__WHAT IS EXPECTED__
Search for the word "feature" in the entries. Each line that holds it should be copied.

__INPUT DATA__

PR #795, opened 2024-08-15
Refactor highlighting

gwenn:
Introduce `Style` and `StyledBlock` traits
And their `ansi-str` implementations

- [ ] Make `ansi-str` optional
- [ ] Fix `Highlighter` trait
- [ ] Fix rendering accordingly
- [ ] Check that new API works with an hardcoded continuation prompt.

See #793, #372
See https://github.com/gwenn/rustyline-notes/blob/master/src/design.md

### DIFF
--- a/Cargo.toml
+++ b/Cargo.toml
@@ -23,6 +23,9 @@ maintenance = { status = "actively-developed" }
 members = ["rustyline-derive"]
 
 [dependencies]
+# For highlighting
+# TODO make it optional
+ansi-str = { version = "0.8.0", optional = false }
 bitflags = "2.6"
 cfg-if = "1.0"
 # For file completion
--- a/src/highlight.rs
+++ b/src/highlight.rs
@@ -3,6 +3,46 @@
 use crate::config::CompletionType;
 use std::borrow::Cow::{self, Borrowed, Owned};
 use std::cell::Cell;
+use std::fmt::Display;
+
+/// ANSI style
+pub trait Style {
+    /// Produce a ansi sequences which sets the graphic mode
+    fn start(&self) -> impl Display;
+    /// Produce a ansi sequences which ends the graphic mode
+    fn end(&self) -> impl Display;
+}
+
+/// Styled text
+pub trait StyledBlock {
+    /// Style impl
+    type Style: Style;
+    /// Raw text to be styled
+    fn text(&self) -> &str;
+    /// `Style` to be applied on `text`
+    fn style(&self) -> &Self::Style;
+}
+
+impl Style for ansi_str::Style {
+    fn start(&self) -> impl Display {
+        self.start()
+    }
+
+    fn end(&self) -> impl Display {
+        self.end()
+    }
+}
+impl StyledBlock for ansi_str::AnsiBlock<'_> {
+    type Style = ansi_str::Style;
+
+    fn text(&self) -> &str {
+        self.text()
+    }
+
+    fn style(&self) -> &Self::Style {
+        self.style()
+    }
+}
 
 /// Syntax highlighter with [ANSI color](https://en.wikipedia.org/wiki/ANSI_escape_code#SGR_(Select_Graphic_Rendition)_parameters).
 /// Rustyline will try to handle escape sequence for ANSI color on windows
@@ -277,5 +317,16 @@ mod tests {
         use super::is_open_bracket;
         assert!(is_open_bracket(b'('));
         assert!(is_close_bracket(b')'));
+    }
+
+    #[test]
+    pub fn styled_text() {
+        use ansi_str::get_blocks;
+
+        let mut blocks = get_blocks("\x1b[1;32mHello \x1b[3mworld\x1b[23m!\x1b[0m");
+        assert_eq!(blocks.next(), get_blocks("\x1b[1;32mHello ").next());
+        assert_eq!(blocks.next(), get_blocks("\x1b[1;32m\x1b[3mworld").next());
+        assert_eq!(blocks.next(), get_blocks("\x1b[1;32m!").next());
+        assert!(blocks.next().is_none())
     }
 }


zao111222333:
It seems that we can change the `ansi_str::get_blocks` form `fn get_blocks(text: &str)` to `fn get_blocks<'s>(text: Cow<'s, str>)`. And then all those error here [6b34d32](https://github.com/kkawakam/rustyline/pull/795/commits/6b34d32cb43561856d538bc729ef8cfd0d7de5aa) will be solved.
(In this case we have to create a new crate rather than use `ansi_str` since I don't know the origin author's opinion with this change). 
Shall I have a try on this approach and make a commit?

zao111222333:
I find that once we define 
``` rust
fn highlight_line<'l>(&self, line: &'l str, pos: usize) -> impl Iterator<Item = impl 'l+StyledBlock>
```

The new `highlight_line` function signature conflicts to the `Option<&dyn Highligher>` due to https://doc.rust-lang.org/reference/items/traits.html#object-safety . So use generic `<H: Highligher>` + `Option<&H>` to replace `Option<&dyn Highligher>`

And I have maked a pull request, see https://github.com/kkawakam/rustyline/pull/799

gwenn:
Maybe we should not try to implement `highlight_line` for `ansi_str`.

zao111222333:
Looks good! And how do you think `Vec<(Self::Style, &'l str)>` or `impl Iterator<(Self::Style, &'l str)>`?
The cons and pros of `impl Iterator<(Self::Style, &'l str)>`:
pros:
+ More flexible, a superset of `Vec` since `Vec::<Foo>::into_iter` will return `impl Iterator<Foo>`
+ Can be a lazy iterators (e.g., `Map`, `FilterMap`, etc.), since `let v: Vec<_> = iter().map(...).collect()` require a duplicate `collect` function with **O(n)**
cons:
+ Not straightforward for beignner (compare to `Vec`)
+ Conflicts to the `Option<&dyn Highligher>` due to https://doc.rust-lang.org/reference/items/traits.html#object-safety, but we can use `<H: Highligher>` + `Option<&H>` to overcome this issue

gwenn:
Alternatives use `Vec`:
https://docs.rs/syntect/5.2.0/syntect/easy/struct.HighlightLines.html#method.highlight
https://docs.rs/reedline/latest/reedline/trait.Highlighter.html#tymethod.highlight + https://docs.rs/reedline/latest/reedline/struct.StyledText.html
https://docs.rs/termwiz/latest/termwiz/lineedit/trait.LineEditorHost.html#method.highlight_line

gwenn:
`Highlighter` implementations are becoming messy.
See 9e5c0e1
Maybe we should remove the `type Style` associated type and support only `()` or `anstyle::Style` ?

zao111222333:
Thanks a lot for your hard working, I believe `impl Iterator<Item = impl 'l + StyledBlock>` is the best function signature. And what can I do for this feature?

gwenn:
> And what can I do for this feature?

See above:
[ ] Fix rendering accordingly
[ ] Check that new API works with an hardcoded continuation prompt.

zao111222333:
I seem to find a decent way to finish the task "Check that new API works with an hardcoded continuation prompt",
with the pull request https://github.com/gwenn/rustyline/pull/3

zao111222333:
I am sorry to make so many changes in this commit, but I have to explain the reason:

1. I impl `StyledBlock` for `(syntect::highlighting::Style,&str)`.
   `syntect` is a syntax highlighting library using Sublime Text's grammars, with this crate we can use Sublime ecosystem for almost all languages' highlighting.

2. I remove the feature gating logics controlled by `anstyle` or `ansi_str`.
   I believe the `split-highlight` should be an all-in-one general gate control feature, and  those ansi-implemented crates could exist together.
   Users can chose the ansi-implemented crate (`anstyle::Style`/`ansi_str::Style`/`syntect::highlighting::Style`) they prefer to.
   And I re-expose `anstyle`, `ansi_str`, `syntect` in `crate::highlight`.

3. To verify the continuation prompt and syntax highlighting, I add an python highlight example:

   highhlight_python

Expecting your suggestions & feedback

zao111222333:
After weeks of struggling, here is my solution, pls have a look at https://github.com/gwenn/rustyline/pull/3

zao111222333:
Let me briefly summarize my commits
1. Use [`DisplayOnce`](https://github.com/zao111222333/rustyline/blob/496d2767ef5168d1629ae7f7cc712f8e6d8000cf/src/highlight.rs#L17-L41) to have a consistent & back-compatible highlight output type
``` rust
fn highlight<'b, 's: 'b, 'l: 'b>(
    &'s mut self,
    line: &'l str,
    pos: usize,
) -> impl 'b + DisplayOnce;
```
the back-compatiblity is that, the old highligh function even needn't to change signature, since we will auto-impl `DisplayOnce` for all types that impl `Display`. for [example](https://github.com/zao111222333/rustyline/blob/496d2767ef5168d1629ae7f7cc712f8e6d8000cf/examples/read_password.rs#L12-L16)
``` rust
fn highlight<'b, 's: 'b, 'l: 'b>(
    &'s mut self,
    line: &'l str,
    pos: usize,
) -> std::borrow::Cow<'b, str>
```
And it also supports **split-highlight**, since we impl `DisplayOnce` for [`StyledBlocks`](https://github.com/zao111222333/rustyline/blob/496d2767ef5168d1629ae7f7cc712f8e6d8000cf/src/highlight.rs#L69-L96), a wrapper of `StyledBlock` iterator.
```rust
pub struct StyledBlocks<'l, B, I>
where
    B: 'l + StyledBlock,
    I: Iterator<Item = B>,
{
    iter: I,
    _marker: PhantomData<&'l ()>,
}
```
2. Reduce tokenizer/parser overhead
I don't get the point why we need `helper: Option<H>` in `Editor`, and I change it to `helper: H`. Then we can avoid lifetime issue when using `&mut self` in `highlight`, `validate`, `complete`, ...
as you have mentioned at
https://github.com/gwenn/rustyline/blob/highlight/src/completion.rs#L93
https://github.com/gwenn/rustyline/blob/highlight/src/lib.rs#L543
Now the `Helper` becomes https://github.com/zao111222333/rustyline/blob/496d2767ef5168d1629ae7f7cc712f8e6d8000cf/src/lib.rs#L548-L584
User can put the tokenizer/parser at `update_after_edit` to update context, then just use the context in `highlight`, `validate`, `complete`, ...
```rust
fn update_after_edit(&mut self, line: &str, pos: usize, forced_refresh: bool)
```
3. hardcoded continuation prompt
User can implement the continuation prompt in `highlight` function to render continuation prompt. And then set the continuation prompt width for shifting cursor when editing, by [`Helper::continuation_prompt_width`](https://github.com/zao111222333/rustyline/blob/496d2767ef5168d1629ae7f7cc712f8e6d8000cf/src/lib.rs#L578-L583)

__RESULT__
Thanks a lot for your hard working, I believe `impl Iterator<Item = impl 'l + StyledBlock>` is the best function signature. And what can I do for this feature?
> And what can I do for this feature?
2. I remove the feature gating logics controlled by `anstyle` or `ansi_str`.
   I believe the `split-highlight` should be an all-in-one general gate control feature, and  those ansi-implemented crates could exist together.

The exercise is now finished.